Source data -
PR #17529, opened 2023-08-04
Avoid duplicate configuration in update_package.pm

tonyyuan1:
With host installation by autoyast, some configuration functionalities of install_package and update_package get duplicate so adding conditional statements to avoid their execution.

https://progress.opensuse.org/issues/132836

- Related ticket: https://progress.opensuse.org/issues/132836
- Needles: no
- Verification run: 
- prj2_host_upgrade_sles12sp5_to_developing_kvm, http://10.67.183.130/tests/3787
- prj2_host_upgrade_sles12sp5_to_developing_xen, http://10.67.183.130/tests/3803
- prj2_host_upgrade_sles15sp4_to_developing_xen (GUI install), https://openqa.suse.de/tests/11641701
- prj2_host_upgrade_sles15sp4_to_developing_xen, https://openqa.suse.de/tests/11637657
- prj2_host_upgrade_sles15sp4_to_developing_kvm, https://openqa.suse.de/tests/11739188
- -gi-guest_developing-on-host_developing-xen, http://10.67.183.130/tests/3775
- gi-guest_developing-on-host_developing-kvm, http://10.67.183.130/tests/3770
- uefi-gi-guest_sles15sp4-on-host_developing-xen,  https://openqa.suse.de/tests/11765772
- sev-es-gi-guest_developing-on-host_sles15sp4-kvm,  https://openqa.suse.de/tests/11777628

### DIFF
--- a/tests/virt_autotest/login_console.pm
+++ b/tests/virt_autotest/login_console.pm
@@ -123,11 +123,11 @@ sub login_to_console {
         }
     }
 
-    unless (is_tumbleweed or check_screen([qw(grub2 grub1 prague-pxe-menu)], 210)) {
+    unless (is_tumbleweed or check_screen([qw(grub2 grub1 prague-pxe-menu)], get_var('AUTOYAST') && !get_var("NOT_DIRECT_REBOOT_AFTER_AUTOYAST") ? 1 : 180)) {
         ipmitool("chassis power reset");
         reset_consoles;
         select_console 'sol', await_console => 0;
-        check_screen([qw(grub2 grub1 prague-pxe-menu)], 90);
+        check_screen([qw(grub2 grub1 prague-pxe-menu)], 120);
     }
 
     # If a PXE menu will appear just select the default option (and save us the time)
--- a/tests/virt_autotest/reboot_and_wait_up.pm
+++ b/tests/virt_autotest/reboot_and_wait_up.pm
@@ -81,7 +81,9 @@ sub reboot_and_wait_up {
         reset_consoles;
 
         #wait boot finish and relogin
+        set_var('NOT_DIRECT_REBOOT_AFTER_AUTOYAST', '1');
         login_console::login_to_console($self, $reboot_timeout);
+
     }
 }
 
--- a/tests/virt_autotest/update_package.pm
+++ b/tests/virt_autotest/update_package.pm
@@ -48,10 +48,13 @@ sub update_package {
 sub run {
     my $self = shift;
     #workaroud: skip update package for registered aarch64 tests and because there are conflicts on sles15sp2 XEN
-    $self->update_package() unless (is_registered_sles && is_aarch64);
-    unless ((is_registered_sles && is_aarch64) || is_s390x) {
+    $self->update_package() unless (!!get_var('AUTOYAST') || is_registered_sles && is_aarch64);
+    unless (!!get_var('AUTOYAST') || (is_registered_sles && is_aarch64) || is_s390x) {
         set_grub_on_vh('', '', 'xen') if is_xen_host;
         set_grub_on_vh('', '', 'kvm') if is_kvm_host;
+    } else {
+        my @files_to_upload = ("/boot/grub2/grub.cfg", "/etc/default/grub");
+        upload_logs($_, failok => 1) foreach (@files_to_upload);
     }
     update_guest_configurations_with_daily_build();
 
--- a/products/sle/main.pm
+++ b/products/sle/main.pm
@@ -862,7 +862,7 @@ elsif (get_var("VIRT_AUTOTEST")) {
         loadtest "virt_autotest/install_package";
         loadtest "virt_autotest/update_package";
         loadtest "virt_autotest/reset_partition";
-        loadtest "virt_autotest/reboot_and_wait_up_normal" if get_var('REPO_0_TO_INSTALL');
+        loadtest "virt_autotest/reboot_and_wait_up_normal" if (!get_var('AUTOYAST') && get_var('REPO_0_TO_INSTALL'));
         loadtest "virt_autotest/download_guest_assets" if get_var("SKIP_GUEST_INSTALL") && is_x86_64;
     }
     if (get_var("VIRT_PRJ1_GUEST_INSTALL")) {
--- a/tests/virt_autotest/install_package.pm
+++ b/tests/virt_autotest/install_package.pm
@@ -103,7 +103,7 @@ sub install_package {
     if (get_var('GUEST_LIST', '') =~ /^win-.*/ && (is_xen_host)) { zypper_call '--no-refresh --no-gpg-checks in mkisofs' }
 
     #Subscribing packagehub from SLE 15-SP4 onwards that enables access to many useful software tools
-    virt_autotest::utils::subscribe_extensions_and_modules(reg_exts => 'PackageHub') if (is_sle('>=15-sp4') and !is_s390x);
+    virt_autotest::utils::subscribe_extensions_and_modules(reg_exts => 'PackageHub') if (!get_var('AUTOYAST') and is_sle('>=15-sp4') and !is_s390x);
 }
 
 sub run {


tests/virt_autotest/login_console.pm
```diff
@@ -121,7 +121,7 @@ sub login_to_console {
         }
     }
 
-    unless (is_tumbleweed or check_screen([qw(grub2 grub1 prague-pxe-menu)], 210)) {
+    unless (is_tumbleweed or check_screen([qw(grub2 grub1 prague-pxe-menu)], get_var('AUTOYAST') && !get_var("GUI_INSTALL") ? 1 : 210)) {
```
waynechen55, line 124: Why add this
```
get_var('AUTOYAST') && !get_var("GUI_INSTALL") ? 1 : 210
```
?

tests/virt_autotest/reboot_and_wait_up.pm
```diff
@@ -81,7 +81,9 @@ sub reboot_and_wait_up {
         reset_consoles;
 
         #wait boot finish and relogin
+        set_var('GUI_INSTALL', '1');
         login_console::login_to_console($self, $reboot_timeout);
+
```
waynechen55, line 86: Remove this empty line

tests/virt_autotest/reboot_and_wait_up.pm
```diff
@@ -81,7 +81,9 @@ sub reboot_and_wait_up {
         reset_consoles;
 
         #wait boot finish and relogin
+        set_var('GUI_INSTALL', '1');
```
waynechen55, line 84: Do we need this ```GUI_INSTALL``` ?

tests/virt_autotest/update_package.pm
```diff
@@ -48,8 +48,8 @@ sub update_package {
 sub run {
     my $self = shift;
     #workaroud: skip update package for registered aarch64 tests and because there are conflicts on sles15sp2 XEN
-    $self->update_package() unless (is_registered_sles && is_aarch64);
-    unless ((is_registered_sles && is_aarch64) || is_s390x) {
+    $self->update_package() unless (!!get_var('AUTOYAST') || is_registered_sles && is_aarch64);
```
waynechen55, line 51: Why use two exclamations ? This can be improved I think.

tests/virt_autotest/update_package.pm
```diff
@@ -48,8 +48,8 @@ sub update_package {
...
+    unless (!!get_var('AUTOYAST') || (is_registered_sles && is_aarch64) || is_s390x) {
```
waynechen55, line 52: Why use two exclamations ? This can be improved I think.

Julie-CAO (commented):
I checked that the 4 items in the part "Useless functions or test modules" described in https://progress.opensuse.org/issues/132836#note-5 have been skipped in this PR.

I see there are a few runs for prj2 tests , but more verification runs are required. Here are the list of tests we need verify(sorry for providing the list late):

- gi-guest_developing-on-host_developing-kvm
- gi-guest_developing-on-host_sles12sp5-xen
- sev-es-gi-guest_developing-on-host_sles15sp4-kvm
- uefi-gi-guest_sles15sp4-on-host_developing-xen

tests/virt_autotest/reboot_and_wait_up.pm
alice-suse: Agree, the purpose of this var is clear, but name is a little bit misleading for some situations, eg host is installed by AUTOYAST, in the afterwards reboot_and_wait_upxx, it will be set to GUI_INSTALL, which is opposite in logic.

tests/virt_autotest/update_package.pm
tonyyuan1: https://stackoverflow.com/questions/2168406/what-does-double-exclamation-point-mean

There are some usage examples in openqa source.  you can grep them.

tests/virt_autotest/reboot_and_wait_up.pm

Try it -
Retype all the data exactly, line for line.

Reply to the exercise -
PR #17529, opened 2023-08-04
Avoid duplicate configuration in update_package.pm

tonyyuan1:
With host installation by autoyast, some configuration functionalities of install_package and update_package get duplicate so adding conditional statements to avoid their execution.

https://progress.opensuse.org/issues/132836

- Related ticket: https://progress.opensuse.org/issues/132836
- Needles: no
- Verification run: 
- prj2_host_upgrade_sles12sp5_to_developing_kvm, http://10.67.183.130/tests/3787
- prj2_host_upgrade_sles12sp5_to_developing_xen, http://10.67.183.130/tests/3803
- prj2_host_upgrade_sles15sp4_to_developing_xen (GUI install), https://openqa.suse.de/tests/11641701
- prj2_host_upgrade_sles15sp4_to_developing_xen, https://openqa.suse.de/tests/11637657
- prj2_host_upgrade_sles15sp4_to_developing_kvm, https://openqa.suse.de/tests/11739188
- -gi-guest_developing-on-host_developing-xen, http://10.67.183.130/tests/3775
- gi-guest_developing-on-host_developing-kvm, http://10.67.183.130/tests/3770
- uefi-gi-guest_sles15sp4-on-host_developing-xen,  https://openqa.suse.de/tests/11765772
- sev-es-gi-guest_developing-on-host_sles15sp4-kvm,  https://openqa.suse.de/tests/11777628

### DIFF
--- a/tests/virt_autotest/login_console.pm
+++ b/tests/virt_autotest/login_console.pm
@@ -123,11 +123,11 @@ sub login_to_console {
         }
     }
 
-    unless (is_tumbleweed or check_screen([qw(grub2 grub1 prague-pxe-menu)], 210)) {
+    unless (is_tumbleweed or check_screen([qw(grub2 grub1 prague-pxe-menu)], get_var('AUTOYAST') && !get_var("NOT_DIRECT_REBOOT_AFTER_AUTOYAST") ? 1 : 180)) {
         ipmitool("chassis power reset");
         reset_consoles;
         select_console 'sol', await_console => 0;
-        check_screen([qw(grub2 grub1 prague-pxe-menu)], 90);
+        check_screen([qw(grub2 grub1 prague-pxe-menu)], 120);
     }
 
     # If a PXE menu will appear just select the default option (and save us the time)
--- a/tests/virt_autotest/reboot_and_wait_up.pm
+++ b/tests/virt_autotest/reboot_and_wait_up.pm
@@ -81,7 +81,9 @@ sub reboot_and_wait_up {
         reset_consoles;
 
         #wait boot finish and relogin
+        set_var('NOT_DIRECT_REBOOT_AFTER_AUTOYAST', '1');
         login_console::login_to_console($self, $reboot_timeout);
+
     }
 }
 
--- a/tests/virt_autotest/update_package.pm
+++ b/tests/virt_autotest/update_package.pm
@@ -48,10 +48,13 @@ sub update_package {
 sub run {
     my $self = shift;
     #workaroud: skip update package for registered aarch64 tests and because there are conflicts on sles15sp2 XEN
-    $self->update_package() unless (is_registered_sles && is_aarch64);
-    unless ((is_registered_sles && is_aarch64) || is_s390x) {
+    $self->update_package() unless (!!get_var('AUTOYAST') || is_registered_sles && is_aarch64);
+    unless (!!get_var('AUTOYAST') || (is_registered_sles && is_aarch64) || is_s390x) {
         set_grub_on_vh('', '', 'xen') if is_xen_host;
         set_grub_on_vh('', '', 'kvm') if is_kvm_host;
+    } else {
+        my @files_to_upload = ("/boot/grub2/grub.cfg", "/etc/default/grub");
+        upload_logs($_, failok => 1) foreach (@files_to_upload);
     }
     update_guest_configurations_with_daily_build();
 
--- a/products/sle/main.pm
+++ b/products/sle/main.pm
@@ -862,7 +862,7 @@ elsif (get_var("VIRT_AUTOTEST")) {
         loadtest "virt_autotest/install_package";
         loadtest "virt_autotest/update_package";
         loadtest "virt_autotest/reset_partition";
-        loadtest "virt_autotest/reboot_and_wait_up_normal" if get_var('REPO_0_TO_INSTALL');
+        loadtest "virt_autotest/reboot_and_wait_up_normal" if (!get_var('AUTOYAST') && get_var('REPO_0_TO_INSTALL'));
         loadtest "virt_autotest/download_guest_assets" if get_var("SKIP_GUEST_INSTALL") && is_x86_64;
     }
     if (get_var("VIRT_PRJ1_GUEST_INSTALL")) {
--- a/tests/virt_autotest/install_package.pm
+++ b/tests/virt_autotest/install_package.pm
@@ -103,7 +103,7 @@ sub install_package {
     if (get_var('GUEST_LIST', '') =~ /^win-.*/ && (is_xen_host)) { zypper_call '--no-refresh --no-gpg-checks in mkisofs' }
 
     #Subscribing packagehub from SLE 15-SP4 onwards that enables access to many useful software tools
-    virt_autotest::utils::subscribe_extensions_and_modules(reg_exts => 'PackageHub') if (is_sle('>=15-sp4') and !is_s390x);
+    virt_autotest::utils::subscribe_extensions_and_modules(reg_exts => 'PackageHub') if (!get_var('AUTOYAST') and is_sle('>=15-sp4') and !is_s390x);
 }
 
 sub run {


tests/virt_autotest/login_console.pm
```diff
@@ -121,7 +121,7 @@ sub login_to_console {
         }
     }
 
-    unless (is_tumbleweed or check_screen([qw(grub2 grub1 prague-pxe-menu)], 210)) {
+    unless (is_tumbleweed or check_screen([qw(grub2 grub1 prague-pxe-menu)], get_var('AUTOYAST') && !get_var("GUI_INSTALL") ? 1 : 210)) {
```
waynechen55, line 124: Why add this
```
get_var('AUTOYAST') && !get_var("GUI_INSTALL") ? 1 : 210
```
?

tests/virt_autotest/reboot_and_wait_up.pm
```diff
@@ -81,7 +81,9 @@ sub reboot_and_wait_up {
         reset_consoles;
 
         #wait boot finish and relogin
+        set_var('GUI_INSTALL', '1');
         login_console::login_to_console($self, $reboot_timeout);
+
```
waynechen55, line 86: Remove this empty line

tests/virt_autotest/reboot_and_wait_up.pm
```diff
@@ -81,7 +81,9 @@ sub reboot_and_wait_up {
         reset_consoles;
 
         #wait boot finish and relogin
+        set_var('GUI_INSTALL', '1');
```
waynechen55, line 84: Do we need this ```GUI_INSTALL``` ?

tests/virt_autotest/update_package.pm
```diff
@@ -48,8 +48,8 @@ sub update_package {
 sub run {
     my $self = shift;
     #workaroud: skip update package for registered aarch64 tests and because there are conflicts on sles15sp2 XEN
-    $self->update_package() unless (is_registered_sles && is_aarch64);
-    unless ((is_registered_sles && is_aarch64) || is_s390x) {
+    $self->update_package() unless (!!get_var('AUTOYAST') || is_registered_sles && is_aarch64);
```
waynechen55, line 51: Why use two exclamations ? This can be improved I think.

tests/virt_autotest/update_package.pm
```diff
@@ -48,8 +48,8 @@ sub update_package {
...
+    unless (!!get_var('AUTOYAST') || (is_registered_sles && is_aarch64) || is_s390x) {
```
waynechen55, line 52: Why use two exclamations ? This can be improved I think.

Julie-CAO (commented):
I checked that the 4 items in the part "Useless functions or test modules" described in https://progress.opensuse.org/issues/132836#note-5 have been skipped in this PR.

I see there are a few runs for prj2 tests , but more verification runs are required. Here are the list of tests we need verify(sorry for providing the list late):

- gi-guest_developing-on-host_developing-kvm
- gi-guest_developing-on-host_sles12sp5-xen
- sev-es-gi-guest_developing-on-host_sles15sp4-kvm
- uefi-gi-guest_sles15sp4-on-host_developing-xen

tests/virt_autotest/reboot_and_wait_up.pm
alice-suse: Agree, the purpose of this var is clear, but name is a little bit misleading for some situations, eg host is installed by AUTOYAST, in the afterwards reboot_and_wait_upxx, it will be set to GUI_INSTALL, which is opposite in logic.

tests/virt_autotest/update_package.pm
tonyyuan1: https://stackoverflow.com/questions/2168406/what-does-double-exclamation-point-mean

There are some usage examples in openqa source.  you can grep them.

tests/virt_autotest/reboot_and_wait_up.pm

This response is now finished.